Two lines in the listing below mark the span: one contains "Fix/327 custom award name" and one contains "Additionally, I refactored". Reproduce both of them and everything between, exactly.

RECORDS FOR THE TASK:
::::

PR #16779, opened 2025-10-20
`volatile.cluster.group` fixes, add cluster group in use checks and used_by tests (from Incus)

kadinsayani:
Follow-up to https://github.com/canonical/lxd/pull/16478.

### DIFF
--- a/test/suites/clustering.sh
+++ b/test/suites/clustering.sh
@@ -3651,16 +3651,16 @@ test_clustering_evacuation() {
   LXD_DIR="${LXD_ONE_DIR}" lxc cluster group create foo
   LXD_DIR="${LXD_ONE_DIR}" lxc cluster group assign node3 default,foo
 
-  LXD_DIR="${LXD_ONE_DIR}" lxc init testimage c7 --target=@foo
+  echo 'Create c7 on node1 and manually set "volatile.cluster.group" to "foo" to test evacuation respects the group constraint.'
+  LXD_DIR="${LXD_ONE_DIR}" lxc init testimage c7 --target=node1
+  LXD_DIR="${LXD_ONE_DIR}" lxc config set c7 volatile.cluster.group foo
   [ "$(LXD_DIR="${LXD_THREE_DIR}" lxc config get c7 volatile.cluster.group)" = "foo" ]
+  # "volatile.cluster.group" is only checked during scheduling events (creation, migration, evacuation).
+  # Expected: c7 created on node1.
+  [ "$(LXD_DIR="${LXD_TWO_DIR}" lxc list -f csv -c sL c7)" = "STOPPED,node1" ]
 
   # For debugging
   LXD_DIR="${LXD_TWO_DIR}" lxc list -c nsL
-
-  echo 'Move c7 to node1 (outside target cluster group "foo") to test "volatile.cluster.group" handling post-evacuation.'
-  # Expected: Instance should be evacuated to node3 (only node in group "foo") during evacuation.
-  LXD_DIR="${LXD_TWO_DIR}" lxc move c7 --target=node1
-  [ "$(LXD_DIR="${LXD_TWO_DIR}" lxc list -f csv -c sL c7)" = "STOPPED,node1" ]
 
   echo "Evacuate first node"
   LXD_DIR="${LXD_TWO_DIR}" lxc cluster evacuate node1 --force
@@ -3671,7 +3671,7 @@ test_clustering_evacuation() {
   # For debugging
   LXD_DIR="${LXD_TWO_DIR}" lxc list -c nsL
 
-  echo 'Check "volatile.cluster.group" (initial target cluster group) is respected.'
+  echo 'Check c7 respects "volatile.cluster.group" and evacuates to the "foo" group (node3).'
   [ "$(LXD_DIR="${LXD_TWO_DIR}" lxc list -f csv -c sL c7)" = "STOPPED,node3" ]
 
   echo "Check status and location of all instances post-evacuation."
@@ -3733,7 +3733,7 @@ test_clustering_evacuation() {
   LXD_DIR="${LXD_TWO_DIR}" lxc cluster restore node1 --force
 
   # For debugging
-  LXD_DIR="${LXD_TWO_DIR}" lxc list
+  LXD_DIR="${LXD_TWO_DIR}" lxc list -c nsL
 
   echo 'Ensure the instances were moved back to the origin'
   [ "$(LXD_DIR="${LXD_TWO_DIR}" lxc list -f csv -c sL c1)" = "RUNNING,node1" ]
@@ -3747,6 +3747,13 @@ test_clustering_evacuation() {
   echo 'Move c7 to @default to check "volatile.cluster.group" is updated.'
   LXD_DIR="${LXD_TWO_DIR}" lxc move c7 --target=@default
   [ "$(LXD_DIR="${LXD_ONE_DIR}" lxc config get c7 volatile.cluster.group)" = "default" ]
+
+  echo 'Move c7 to verify "volatile.cluster.group" is cleared when moving to an explicit node outside the group.'
+  LXD_DIR="${LXD_TWO_DIR}" lxc move c7 --target=node1
+
+  echo 'Verify c7 is on the target node and "volatile.cluster.group" is cleared'
+  [ "$(LXD_DIR="${LXD_TWO_DIR}" lxc list -f csv -c L c7)" = "node1" ]
+  [ "$(LXD_DIR="${LXD_ONE_DIR}" lxc config get c7 volatile.cluster.group || echo fail)" = "" ]
 
   echo 'Clean up'
   LXD_DIR="${LXD_TWO_DIR}" lxc delete -f c1 c2 c3 c4 c5 c6 c7


lxd/instance_post.go
```diff
@@ -798,14 +798,9 @@ func instancePostClusteringMigrate(ctx context.Context, s *state.State, srcPool
 				return fmt.Errorf("Failed updating cluster member to %q for instance %q: %w", newMember.Name, newInstName, err)
 			}
 
-			id, err := dbCluster.GetInstanceID(ctx, tx.Tx(), projectName, newInstName)
-			if err != nil {
-				return fmt.Errorf("Failed to get ID of moved instance: %w", err)
-			}
-
```
simondeziel: Nice!

test/suites/clustering.sh
```diff
@@ -3550,17 +3550,14 @@ test_clustering_evacuation() {
   LXD_DIR="${LXD_ONE_DIR}" lxc cluster group create foo
   LXD_DIR="${LXD_ONE_DIR}" lxc cluster group assign node3 default,foo
 
-  LXD_DIR="${LXD_ONE_DIR}" lxc init testimage c7 --target=@foo
+  echo 'Create c7 on node1 and manually set "volatile.cluster.group" to @foo to test evacuation respects the group constraint.'
+  LXD_DIR="${LXD_ONE_DIR}" lxc init testimage c7 --target=node1
+  LXD_DIR="${LXD_ONE_DIR}" lxc config set c7 volatile.cluster.group @foo
```
simondeziel: At first, I was wondering if `set`'ing this was immediately relocating the container. I'm assuming it doesn't, based on the previous comment. Worth testing it's still on `node1`?

kadinsayani: `volatile.cluster.group` is only checked during scheduling events, but I think it's worth adding an additional check to prevent any potential regressions. Thanks for suggesting!

kadinsayani: I've added a comment as well :)

lxd/db/cluster/cluster_groups.go
```diff
@@ -95,3 +119,22 @@ WHERE projects_config.key = 'restricted.cluster.groups'`
 
 	return projectURLs, nil
 }
+
+// GetInstancesInClusterGroup returns instances assigned to the specified cluster group.
+// It filters instances by checking the "volatile.cluster.group" configuration key.
+func GetInstancesInClusterGroup(ctx context.Context, tx *sql.Tx, instances []Instance, groupName string) ([]Instance, error) {
+	filteredInstances := []Instance{}
+	for _, instance := range instances {
+		config, err := GetInstanceConfig(ctx, tx, instance.ID)
```
tomponline: This is doing an additional query for each instance in the loop.

Instead of passing around slices of instances retrieved from `GetInstances()` above, I suggest we use the existing `InstanceList()` function which allows a custom function to be passed to it where its called for each instance.

It is more efficient as it performs an initial instance query using `GetInstances` but rather than calling `GetInstanceConfig` for each instance, instead bulk-retrieves all config for those instances in a single query using `InstancesToInstanceArgs`.

In general iterating instances and performing DB queries per instance should be a warning sign.

kadinsayani: Thanks, I've reworked this PR and cleaned up the code to be more aligned with other areas of the codebase. `GetClusterGroupsUsedBy()` is renamed to `GetProjectsUsingRestrictedClusterGroups()`. We now have `clusterGroupUsedBy()` which uses `InstanceList()` and `GetProjectsUsingRestrictedClusterGroups()`. Rather than fill `UsedBy` in `ToAPI()`, we fill it ad-hoc in `GET` request handlers. This is similar to how we set `UsedBy` for projects. I went with this approach to avoid dependency leakage across modules. Alternatively, we could keep `GetClusterGroupUsedBy()` in `lxd/db/cluster` and have one query that handles everything like this: https://github.com/canonical/lxd/blob/396a3391e0b6d62dc5a6ecff25b2eae5c6a64231/lxd/db/cluster/placement_groups.go#L146-L181

I'm fine with either approach.

Additionally, I've renamed `GetClusterGroupMemberInstances()` to `ClusterGroupNodeInUse()` and reworked the query to be more simple and efficient. Rather than getting all instances which is more work than required, we can check the cluster group member for any instance where `volatile.cluster.group` is set to the cluster group name.

kadinsayani:
> Suggest splitting the cluster group in use checks from the migration improvements as separate PRs. ta

https://github.com/canonical/lxd/pull/16787

lxd/api_cluster.go
```diff
@@ -4600,3 +4600,31 @@ func healClusterMember(s *state.State, gateway *cluster.Gateway, op *operations.
...
+	var err error
+
+	usedBy, err = dbCluster.GetProjectsUsingRestrictedClusterGroups(ctx, tx.Tx(), name)
+	if err != nil {
+		return nil, err
+	}
+
+	err = tx.InstanceList(ctx, func(inst db.InstanceArgs, p api.Project) error {
+		// Only consider instances where "volatile.cluster.group" is set to the provided cluster group.
+		val, ok := inst.Config["volatile.cluster.group"]
```
tomponline: whilst correct, this logic seems needlessly verbose, the same could be achieved with:

```go
// Check if instance references cluster group in "volatile.cluster.group" config key.
if inst.Config["volatile.cluster.group"] == instancetype.TargetClusterGroupPrefix+name {
    usedBy = append(usedBy, entity.InstanceURL(inst.Project, inst.Name).String())
}

return nil
```

lxd/api_cluster.go
tomponline, line 1: @kadinsayani whilst reviewing this PR I noticed an issue with the new `volatile.cluster.group` key value.

When we switched from `volatile.cluster.target` to `volatile.cluster.group` I assumed you'd drop the `TargetClusterGroupPrefix` from the value stored in it (because its explicitly a group name now and not a generic target).

But it looks like I missed that in the final review, and I just spotted it now.
Please can you drop storing `TargetClusterGroupPrefix` in the `volatile.cluster.group` key.

Thanks.

lxd/api_cluster.go
```diff
@@ -4186,6 +4198,12 @@ func clusterGroupPatch(d *Daemon, r *http.Request) response.Response {
 			return err
 		}
 
+		usedBy, err := clusterGroupUsedBy(ctx, s, tx, name)
```
tomponline: Do we need to have the overhead of populating `clusterGroup.UsedBy` for PATCH?

lxd/db/node.go
```diff
@@ -684,6 +684,21 @@ func (c *ClusterTx) UpdateNodeClusterGroups(ctx context.Context, id int64, group
...
+			return err
+		}
+
+		inUse, err := c.ClusterGroupNodeInUse(ctx, clusterGroup.Name, nodeInfo.Name)
+		if err != nil {
+			return err
+		}
+
+		if inUse {
+			return errors.New("Cluster group member is currently in use")
```
tomponline: @kadinsayani do we need this check?

Do you see a problem with allowing a member (we don't refer to them as "nodes" anymore)  to be removed from a cluster group if it has an instance on it that was placed in that group.

True, this might cause the instance to be moved during a future "rebalance" operation, but I'm not sure we should prevent the member itself from being removed from a group.

The group still exists, so the instance referencing it is fine.

What do you think?

lxd/api_cluster.go
```diff
@@ -3988,6 +3988,15 @@ func clusterGroupPost(d *Daemon, r *http.Request) response.Response {
 			return fmt.Errorf("Name %q already in use", req.Name)
 		}
 
+		usedBy, err := clusterGroupUsedBy(r.Context(), s, tx, name)
```
tomponline: Some of our "used by" functions take a `firstOnly bool` argument, which would be set true in cases like this, so they can use an optimisation of stopping the search as soon as the first user of the group has been found.

Would be good to use that same technique here in `clusterGroupUsedBy`

lxd/instance_post.go
```diff
@@ -299,6 +300,36 @@ func instancePost(d *Daemon, r *http.Request) response.Response {
 		targetGroupName = target
 	}
 
+	// Unset "volatile.cluster.group" if the instance is manually moved to a node outside of the specified cluster group.
```
tomponline: lets no reference "nodes" in comments please

tomponline: This is interesting.

Whilst I agree we need to have some sort of reset logic for the `volatile.cluster.group` key, I'm somewhat surprised to see this specific logic. Is this what Incus is doing also?

Lets imagine a group called "mygroup" with members: `m1` and `m2`.

If I do:

```
lxc move c1 --target=@mygroup # Sets volatile.cluster.group to "mygroup" and placed on m2.
```

Then do:

```
lxc move c1 --target=m2
```

For the second mode operation, firstly ofc no move should take place, but I am now requesting that c1 should live on `m2`, so despite `m2` being part of `mygroup`, I would expect to see `volatile.cluster.group` removed. Right?

Assuming you agree, then we do need to consider the evacuation scenario, where LXD triggers a move to a different member. But I think we handle that already by checking for if the move request is from a notification right?


The other scenario that is interesting is related to my earlier comment in this PR about whether we should allow removal of a member from a group that still has instances referencing that group on it.

If we do allow such a scenario, then in that case, after removing the instance's cluster member from the group the instance references, running:

```
lxc move c1 --target=@mygroup
```

Should trigger a move to a new member as the instance's current member is no longer in that group.

lxd/api_cluster.go
kadinsayani: Sorry I missed that! I'll fix it with this PR.

lxd/api_cluster.go
kadinsayani: Hmm yeah we can probably skip that.

lxd/api_cluster.go
kadinsayani: Nice, I like that approach.

lxd/db/node.go
kadinsayani: You raise a good point, I think we should actually allow an in use member to be removed from a cluster group. That way, since the cluster group still exists, running `lxc move <instance> --@<group>` will move the instance to a different member in the group. We already have a check ensuring members belong to at least one group, so we'll never end up in a scenario where an instance cannot be scheduled.

lxd/instance_post.go
kadinsayani: > Whilst I agree we need to have some sort of reset logic for the `volatile.cluster.group` key, I'm somewhat surprised to see this specific logic. Is this what Incus is doing also?

Indeed, this is the approach Incus has taken.

> For the second mode operation, firstly ofc no move should take place, but I am now requesting that c1 should live on `m2`, so despite `m2` being part of `mygroup`, I would expect to see `volatile.cluster.group` removed. Right?

Agreed. I'll update this logic to unset `volatile.cluster.group` during any manual targeting event, not just when the member is outside of the referenced cluster group.

> Assuming you agree, then we do need to consider the evacuation scenario, where LXD triggers a move to a different member. But I think we handle that already by checking for if the move request is from a notification right?

Yes, we already handle this:

https://github.com/canonical/lxd/blob/c989f9c996029a78092f6c4bb22def44df214cef/lxd/instances_post.go#L1314-L1317

> The other scenario that is interesting is related to my earlier comment in this PR about whether we should allow removal of a member from a group that still has instances referencing that group on it.
> 
> If we do allow such a scenario, then in that case, after removing the instance's cluster member from the group the instance references, running:
> 
> ```
> lxc move c1 --target=@mygroup
> ```
> 
> Should trigger a move to a new member as the instance's current member is no longer in that group.

Agreed.

lxd/instance/instancetype/instance.go
```diff
@@ -470,13 +470,7 @@ var InstanceConfigKeysAny = map[string]func(value string) error{
...
 	// type: string
 	// shortdesc: The target cluster group
-	"volatile.cluster.group": func(value string) error {
-		if !strings.HasPrefix(value, TargetClusterGroupPrefix) {
-			return fmt.Errorf("Missing %q prefix", TargetClusterGroupPrefix)
-		}
-
-		return nil
-	},
+	"volatile.cluster.group": validate.IsAny,
```
tomponline: we should probably use `validate.Optional()` here, with `clusterGroupValidateName()`.

kadinsayani: I've moved `clusterGroupValidateName()` to `shared/validate` and updated its usage.

lxd/api_cluster.go
```diff
@@ -4559,3 +4559,34 @@ func healClusterMember(s *state.State, gateway *cluster.Gateway, op *operations.
...
+			usedBy = append(usedBy, entity.InstanceURL(inst.Project, inst.Name).String())
+
+			if firstOnly {
+				return db.ErrListStop
+			}
+		}
+
+		return nil
+	})
+	if err != nil {
```
tomponline: you need to check for `err != db.ErrListStop` here like in `VolumeUsedByExclusiveRemoteInstancesWithProfiles` otherwise the `clusterGroupUsedBy` will return an error when `firstOnly == true` and there is >0 entities referencing the cluster group.

lxd/api_cluster.go
```diff
@@ -4559,3 +4559,34 @@ func healClusterMember(s *state.State, gateway *cluster.Gateway, op *operations.
...
 }
+
+// clusterGroupUsedBy returns the list of resource URLs that reference the cluster group.
+// The returned slice contains project URLs (for projects whose "restricted.cluster.groups" configuration includes the group) and instance URLs (for instances whose config contains the group in the "volatile.cluster.group" key).
+// If firstOnly is true then search stops at first result.
+func clusterGroupUsedBy(ctx context.Context, s *state.State, tx *db.ClusterTx, name string, firstOnly bool) ([]string, error) {
+	var usedBy []string
+	var err error
+
+	usedBy, err = dbCluster.GetProjectsUsingRestrictedClusterGroups(ctx, tx.Tx(), name)
```
tomponline, line 4591: if `len(usedBy) >0 && firstOnly` then we should return the first element of `usedBy` here and not proceed to `tx.InstanceList` below.

lxd/instance_post.go
```diff
@@ -300,6 +300,28 @@ func instancePost(d *Daemon, r *http.Request) response.Response {
 		targetGroupName = after
 	}
 
+	// Unset "volatile.cluster.group" if the instance is manually moved to a cluster member.
+	if targetMemberInfo != nil && targetGroupName == "" {
+		err = s.DB.Cluster.Transaction(r.Context(), func(ctx context.Context, tx *db.ClusterTx) error {
+			config, err := dbCluster.GetInstanceConfig(ctx, tx.Tx(), inst.ID())
```
tomponline: why do we need to load instance config again here, we already have it via `inst.LocalConfig()` no?

kadinsayani: Yeah, we can use `inst.LocalConfig()`.

lxd/api_cluster.go
kadinsayani: Fixed, thanks.

lxd/api_cluster.go
```diff
@@ -4559,3 +4559,38 @@ func healClusterMember(s *state.State, gateway *cluster.Gateway, op *operations.
...
+	if err != nil {
+		return nil, err
+	}
+
+	if len(usedBy) > 0 && firstOnly {
+		return usedBy, nil
```
tomponline, line 4597: > we should return the first element of usedBy 

As it's "first only"

lxd/instance_post.go
```diff
@@ -300,6 +300,23 @@ func instancePost(d *Daemon, r *http.Request) response.Response {
 		targetGroupName = after
 	}
 
+	// Unset "volatile.cluster.group" if the instance is manually moved to a cluster member.
+	if targetMemberInfo != nil && targetGroupName == "" {
+		err = s.DB.Cluster.Transaction(r.Context(), func(ctx context.Context, tx *db.ClusterTx) error {
+			if inst.LocalConfig()["volatile.cluster.group"] != "" {
```
tomponline, line 306: We should do this check before starting a transaction as it might not be needed.

tomponline (approved):
Thanks! I will merge this as-is as the behaviour is correct . However there's a couple of minor tweaks for efficiency for a follow up. Cheers

kadinsayani:
> Thanks! I will merge this as-is as the behaviour is correct . However there's a couple of minor tweaks for efficiency for a follow up. Cheers

Thanks for your review! Follow-up here: https://github.com/canonical/lxd/pull/16818. Cheers!

Issue #206, opened 2018-12-23
Minus "-" in usernames breaks some searches


Glenalth:
Searching for usernames with a minus "-" does not always work. It also seems to be the default separator when the system is creating a username with an appended random string for uniqueness.

PR #363, opened 2025-06-08
Fixed player search to allow '-' and spaces. Plus support for full name search (like "Jane Doe")

prileo:
As per reported issue https://github.com/amtgard/ORK3/issues/206 '-' character break the player search as it is a dedicated operator in MATCH AGAINST search clause. However, many usernames include '-'

To keep the search fast and solve this issue: 
1) made MATCH AGAINST clause focus only on the first word entered into the search field. 
2) added a set of LIKE clauses to catch everything after that: with dasher, spaces, etc. 
3) included a concat(`given_name`,' ',`surname`) to support full name search.

### DIFF
--- a/system/lib/ork3/class.SearchService.php
+++ b/system/lib/ork3/class.SearchService.php
@@ -317,7 +317,6 @@ class SearchService extends Ork3 {
 					limit $limit";
 		$i = 0;
 		$this->db->clear();
-		error_log("olgafix: " . $sql, 0);
 		$q = $this->db->query($sql);
 		if ($q !== false && $q->size() > 0) {
 			$r = array();


kenwalker:
Seems to work much better. Verified that API calls work as well. Thanks for your contribution!!!

kenwalker (commented):
Looks good

esdraelon:
In the future, let's squash PRs into a single commit. Makes it a bit easier to review. Thanks!

system/lib/ork3/class.SearchService.php
```diff
@@ -289,7 +289,9 @@ public function Player($type, $search, $limit=15, $kingdom_id = null, $park_id =
 				break;
 			default:
 				$zztop = implode('* ', $searchtokens) . '*';
-				$s = "match(`given_name`, `surname`, `other_name`, `username`, `persona`) against ('" . mysql_real_escape_string($zztop) . "' in boolean mode)";
+				$s = "match(`given_name`, `surname`, `other_name`, `username`, `persona`) against ('" . mysql_real_escape_string($zztop) . "' in boolean mode)
+				and (`given_name` like '%" . mysql_real_escape_string($search) . "%' or `surname` like '%" . mysql_real_escape_string($search) . "%' or `username` like '%" . mysql_real_escape_string($search) . "%'
+				or `other_name` like '%" . mysql_real_escape_string($search) . "%' or `persona` like '%" . mysql_real_escape_string($search) . "%')";
```
esdraelon: Prefixed wildcard searches are un-indexable full table scans. We don't have great visibility on resource uses here, but we should watch to make sure there aren't degradations in return latency.

Issue #326, opened 2022-12-13
Make Park Titles a little more prominent in the UI


kenwalker:
Currently to see a parks title (Shire, Barony, etc) you have to do to the Kingdom Admin page and configure parks.

The titles could be added to the table of parks and as a new section in the Park overview?

PR #375, opened 2025-12-13
Park title prominence 326

ScottGrogin:
This PR addresses issue https://github.com/amtgard/ORK3/issues/326

## Changes
- The individual if statements used to display ParkInfo data was abstracted out into a loop over an associative array where the keys contain the actual text to be displayed on the page.
- Additionally .DS_Store and vs code config files were added to gitignore

Screenshot 2025-12-12 at 10 23 10 PM


kenwalker:
Something that is more noticeable with this change is that if a Park has no description, you see the Park title then the list of things you can do. 
image
image

Another tweak should be some padding between the title and the next section? 
image

Issue #327, opened 2023-01-24
Enter Award page does not account for custom award name dropdown


kenwalker:
If you are on a player's admin page and go to enter an award and choose "Custom Award", there is logic in Admin_player.tpl to show and hide a field for the 'CustomAwardName' and also use this information when saving the award.  

The Award_addawards.tpl used by the park and kingdom Add Awards option does not have this logic so you cannot name the award.

PR #379, opened 2025-12-24
Fix/327 custom award name

ScottGrogin:
This PR addresses https://github.com/amtgard/ORK3/issues/327.

I added code to the Award_addawards.tpl file to conditionally display an "Award Name" field for custom awards and added the field to the award controller so it actually shows up on a users page after being entered.

Additionally, I refactored the controllers code since the kingdom and park functions were essentially identical with the only difference between the 2 being what route they used. I made these changes over many commits to make them easier to follow.

Award entry on kingdom page:
Screenshot 2025-12-23 at 10 49 40 PM

Result:
Screenshot 2025-12-23 at 10 50 13 PM

Award entry on park page:
Screenshot 2025-12-23 at 10 47 12 PM

Result:
Screenshot 2025-12-23 at 10 48 17 PM

### DIFF
--- a/orkui/template/default/Admin_player.tpl
+++ b/orkui/template/default/Admin_player.tpl
@@ -594,7 +594,7 @@
 			<span>Award Name:</span>
 			<span><input type='text' value='<?=isset($Admin_player)?$Admin_player['AwardName']:$Player['AwardName'] ?>' name='AwardName' id='AwardName' /></span>
 		</div>
-		<div>
+		<div id='AwardRankField'>
 			<span>Rank:</span>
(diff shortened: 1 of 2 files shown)


kenwalker:
May I add a request in since you're hiding/showing fields? 

Add an ID to `<div id='AwardRankField'>` and hide/show it depending on if Officers is on or not. We don't need a Rank field for officers.

ScottGrogin:
> May I add a request in since you're hiding/showing fields?
> 
> Add an ID to `<div id='AwardRankField'>` and hide/show it depending on if Officers is on or not. We don't need a Rank field for officers.

I made sure to do all of this for the Admin_player file and the Award_addawards page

::::

RESPONSE:
Fix/327 custom award name

ScottGrogin:
This PR addresses https://github.com/amtgard/ORK3/issues/327.

I added code to the Award_addawards.tpl file to conditionally display an "Award Name" field for custom awards and added the field to the award controller so it actually shows up on a users page after being entered.

Additionally, I refactored the controllers code since the kingdom and park functions were essentially identical with the only difference between the 2 being what route they used. I made these changes over many commits to make them easier to follow.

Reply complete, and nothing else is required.